We might look or feel very tired or drained. We might find we isolate ourselves, avoid colleagues or appear distracted. We might procrastinate more – or grind to a halt altogether. Or we might speed up or become chaotic, intruding into others’ conversations and work, and taking on more work than we can manage.

We may find these early warning signs hard to see in ourselves, and it can help to have colleagues who can help us connect this to our mental health.

If things progress, you might see more obvious signs of a mental health problem in a colleague – outbursts of anger or emotion, absences from work, or not looking after their appearance as they normally would. You may see signs that they have been sleeping less or perhaps drinking more in the evening.

Why don’t people talk about mental health?

Awareness of mental health is increasing, but we still face a world where people with mental health problems face discrimination, and can face challenges getting the help they need. Many people who experience distress try to keep their feelings hidden because they are afraid of other people’s responses.

Fear of discrimination and feelings of shame are among the top reasons people give for not telling their colleagues about their mental health problems.

When we create workplace cultures where people can be themselves, it is easier for people to speak about mental health concerns without fear, and easier for them to reach out for help when they need it. Even so, the decision to disclose distress at work is not one people take lightly. It is vital that workplaces become environments where people feel safe to be themselves.

What does the law say?

We have a wide range of legal rights that protect our mental health at work. These range from basic human rights such as the right to freedom of expression and freedom of association, to the health and safety legislation that keeps us safe from hazards, including psychological hazards.

The Equality Act (2010) in England, Scotland and Wales and the Disability Discrimination Act (1995, as amended) in Northern Ireland

Most people with ongoing mental health problems meet the definition of disability in the Equality Act (2010) and the Disability Discrimination Act (1995, as amended).
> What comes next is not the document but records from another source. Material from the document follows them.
PR #1253, opened 2023-09-12
MWPW-126974: extracts URL string from html links in caas card-metadata

cmiqueo:
Sometimes users accidentally convert URLs into html-links by entering space or return after the URL in SharePoint.

This PR extracts URL string from the html links in the caas card-metadata block during the send to caas workflow.
 
Resolves: [MWPW-126974](https://jira.corp.adobe.com/browse/MWPW-126974)

**Test URLs:**
- After: https://126974--milo--adobecom.hlx.page/?martech=off

### DIFF
--- a/tools/send-to-caas/send-utils.js
+++ b/tools/send-to-caas/send-utils.js
@@ -143,9 +143,16 @@ const prefixHttps = (url) => {
   return url;
 };
 
+const flattenLink = (link) => {
+  var htmlElement = document.createElement('div');
+  htmlElement.innerHTML = link;
+  return htmlElement.querySelector('a').getAttribute('href');
+};
+
 const checkUrl = (url, errorMsg) => {
   if (url === undefined) return url;
-  return isValidUrl(url) ? prefixHttps(url) : { error: errorMsg };
+  const flatUrl = (url.indexOf('href=')) ? flattenLink(url) : url;
+  return isValidUrl(flatUrl) ? prefixHttps(flatUrl) : { error: errorMsg };
 };
 
 // Case-insensitive search through tag name, path, id and title for the searchStr


cmiqueo:
> Hi @cmiqueo - I think there are a couple of things you should address here:
> 
> * the _after_ URL is not working. It would be great to showcase the changes addressed in this PR
> * unit tests are missing

@narcis-radu I have updated the "After" link.
 But in any case I not sure what the best way to test this is since this is. 
@chrischrischris do you have any suggestions?

mokimo:
@cmiqueo for the unit tests there are two options

1. set the tests up in a way that you can pass the link as html-link or as url and check if the output is correct either way.
2. export the `checkUrl` method and import it in a unit test so you can test it in isolation and pass the input as it would come either as html-link or url

tools/send-to-caas/send-utils.js
```diff
@@ -143,9 +143,16 @@ const prefixHttps = (url) => {
...
+const flattenLink = (link) => {
+  const htmlElement = document.createElement('div');
+  htmlElement.innerHTML = link;
+  return htmlElement.querySelector('a').getAttribute('href');
+};
+
 const checkUrl = (url, errorMsg) => {
   if (url === undefined) return url;
-  return isValidUrl(url) ? prefixHttps(url) : { error: errorMsg };
+  const flatUrl = (url.indexOf('href=')) ? flattenLink(url) : url;
```
chrischrischris, line 154: `-1` would eval to true

```suggestion
  const flatUrl = url.includes('href=') ? flattenLink(url) : url;
```

chrischrischris (approved):

sheridansunier (approved):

This means that people with mental health problems are protected from discrimination and harassment and are entitled to reasonable adjustments to adapt their job or work.

To be considered disabled under equality legislation, a person must have an impairment that has “a substantial, adverse, and long-term impact on their ability to carry out everyday tasks”. The Equality Commission for Northern Ireland provides information about the different protections for people with mental health problems in Northern Ireland.

Reasonable adjustments

A disabled person is entitled to ask for reasonable adjustments to their job or workplace to accommodate their disability. An adjustment is intended to level the playing field by removing a barrier to the job that is provided by the effect of their mental health problem.
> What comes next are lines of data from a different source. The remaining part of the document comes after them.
PR #1258, opened 2023-09-12
[MWPW-135720] Decorate video only when the element is visible.

seanchoi-dev:
Resolves: [MWPW-135720](https://jira.corp.adobe.com/browse/MWPW-135720)

- Added intersection observer for video auto block (with hiding the a link before decorating it)
- Added a logic for Marquee not to run the fallback decorateVideo() if current screen size doesn't meet the viewport that includes video.

**Test URLs:**
- Before: https://main--milo--adobecom.hlx.page/drafts/seanchoi/marquee-video?martech=off
- After: https://MWPW-135720-marquee-video--milo--adobecom.hlx.page/drafts/seanchoi/marquee-video?martech=off

### DIFF
--- a/libs/blocks/marquee/marquee.js
+++ b/libs/blocks/marquee/marquee.js
@@ -24,27 +24,34 @@ const decorateVideo = (container, src) => {
 };
 
 const decorateBlockBg = (block, node) => {
-  const viewports = ['mobile-only', 'tablet-only', 'desktop-only'];
+  const viewports = { 'mobile-only': 0, 'tablet-only': 600, 'desktop-only': 1200 };
+  const viewportsKeys = Object.keys(viewports);
+  const viewportWidth = Math.max(document.documentElement.clientWidth || 0, window.innerWidth || 0);
   const childCount = node.childElementCount;
   const { children } = node;
 
   node.classList.add('background');
 
   if (childCount === 2) {
-    children[0].classList.add(viewports[0], viewports[1]);
-    children[1].classList.add(viewports[2]);
+    children[0].classList.add(viewportsKeys[0], viewportsKeys[1]);
+    children[1].classList.add(viewportsKeys[2]);
   }
 
   [...children].forEach(async (child, index) => {
     if (childCount === 3) {
-      child.classList.add(viewports[index]);
+      child.classList.add(viewportsKeys[index]);
     }
-    const videoElement = child.querySelector('a[href*=".mp4"], video source[src$=".mp4"]');
-    if (videoElement) {
-      const video = decorateVideo(child, videoElement.href || videoElement.src);
-      const hash = video.firstElementChild?.src.split('#')[1];
-      if (hash?.includes('autoplay1')) {
-        video.removeAttribute('loop');
+
+    // Skip the fallback if current screen size isn't matching the child's viewport.
+    if (viewportWidth >= viewports[viewportsKeys[index]]) {
+      // decorateVideo as fallback of video autoblock.
+      const videoElement = child.querySelector('a[href*=".mp4"], video source[src$=".mp4"]');
+      if (videoElement) {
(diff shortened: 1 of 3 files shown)


vgoodric (approved):
Fulfills feature request

libs/blocks/video/video.js
```diff
@@ -11,4 +14,16 @@ export default function init(a) {
   const videoElem = document.body.querySelector(`source[src=".${pathname}"]`)?.parentElement;
   applyHoverPlay(videoElem);
   a.remove();
+};
+
+export default async function init(a) {
+  if (a.textContent.includes('no-lazy')) {
+    loadVideo(a);
+  } else {
+    createIntersectionObserver({
```
narcis-radu, line 23: It looks to me that the intersection observer is not always needed; I think it makes more sense to load it dynamically similar to focal point in marquee - https://github.com/adobecom/milo/blob/main/libs/blocks/marquee/marquee.js#L53

libs/blocks/marquee/marquee.js
```diff
@@ -24,27 +24,36 @@ const decorateVideo = (container, src) => {
...
+    // Skip the fallback if current screen size isn't matching the child's viewport.
+    const nextChildViewportWidth = viewports[viewportsKeys[index + 1]] || 99999;
+    if (nextChildViewportWidth > viewportWidth
+      && viewportWidth >= viewports[viewportsKeys[index]]) {
+      // decorateVideo as fallback of video autoblock.
+      const videoElement = child.querySelector('a[href*=".mp4"], video source[src$=".mp4"]');
+      if (videoElement) {
+        const video = decorateVideo(child, videoElement.href || videoElement.src);
+        const hash = video.firstElementChild?.src.split('#')[1];
+        if (hash?.includes('autoplay1')) {
```
narcis-radu, line 54: no need for curly brackets

libs/blocks/video/video.js
seanchoi-dev: This ticket is for performance. I think Video will be still loaded background if it is not handled in video.js.
Do you see any downside to have intersection observer on video?

narcis-radu: I don't see a downside to having an intersection observer for video, all I'm saying is that `createIntersectionObserver` is only used when video is lazy loaded.
```js
  if (a.textContent.includes('no-lazy')) {
    loadVideo(a);
  } else {
    const { createIntersectionObserver } = await import('../../utils/utils.js'');
    createIntersectionObserver({
      el: a,
      options: { rootMargin: `${ROOT_MARGIN}px` },
      callback: loadVideo,  
    });
  }
```

seanchoi-dev: I think having video lazy loaded (w/ intersection observer) as default is a good way to improve our performance in overall.
And author can add `no-lazy` in case author doesn't want with the current logic so, it is good to go as it is.

narcis-radu: I agree that video should be lazy loaded and the intersection observer is good for performance but what I mentioned and highlighted with the code was that maybe we should import the `createIntersectionObserver` method only when authors want to load the video lazy.

seanchoi-dev: I am not sure if I am understanding your comment 100% but, I believe it should be almost no impact on page performance having another import `utils.js` since it should be loaded before it got here (at scripts.js). And what I am trying to say is authors should want to load the video lazy as default, and in case they want no-lazy, it won't hit import createIntersectionObserver anyway since it is only under `else` condition.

Examples of reasonable adjustments:

  • Changing a person’s working pattern to enable them to start later or finish earlier because of the side effects of medication, or allowing them to travel the night before meetings and stay over to avoid early morning travel.
  • Providing a person with a laptop, remote access software and permission to work at home on set days, or flexibly according to the severity of their symptoms (within a monthly limit).
  • Excusing someone from attending work functions and client events involving food, instead allowing them to set up alternative networking arrangements that achieve similar business returns.

Access to Work is a government-funded scheme that can help to fund equipment, software, and other support if cost is a barrier to making reasonable adjustments.